PR #1691, opened 2024-03-08
[compute v2] Support "build" status

pdesgarets:
## Current behavior

if an instance takes too much time to spawn, terraform throws an error "Error waiting for instance (...) to become ready: context deadline exceeded"

Then, if `terraform apply` is run while the instance is still building, the whole command fails with "Invalid power_state for instance [...]: BUILD"

## Future behavior

This PR aims at solving this by supporting the "build" power_state when reading the instance.
1. The `terraform apply` fails with `context deadline exceeded`
2. The instance is tainted due to this error and must be manually untainted
3. When `terraform apply` is run again while the instance is building, the following diff is shown :
```
  # openstack_compute_instance_v2.worker will be updated in-place
  ~ resource "openstack_compute_instance_v2" "worker" {
        id                  = "..."
        name                = "mydocker-terraform-test-pdg"
      ~ power_state         = "build" -> "active"
        tags                = []
        # (14 unchanged attributes hidden)

        # (1 unchanged block hidden)
    }
Plan: 0 to add, 1 to change, 0 to destroy.
```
——————
_PROBLEM STATEMENT_
If a line in the data above holds the string "building", copy it.

_RESULT OF THE TASK_
Then, if `terraform apply` is run while the instance is still building, the whole command fails with "Invalid power_state for instance [...]: BUILD"
3. When `terraform apply` is run again while the instance is building, the following diff is shown :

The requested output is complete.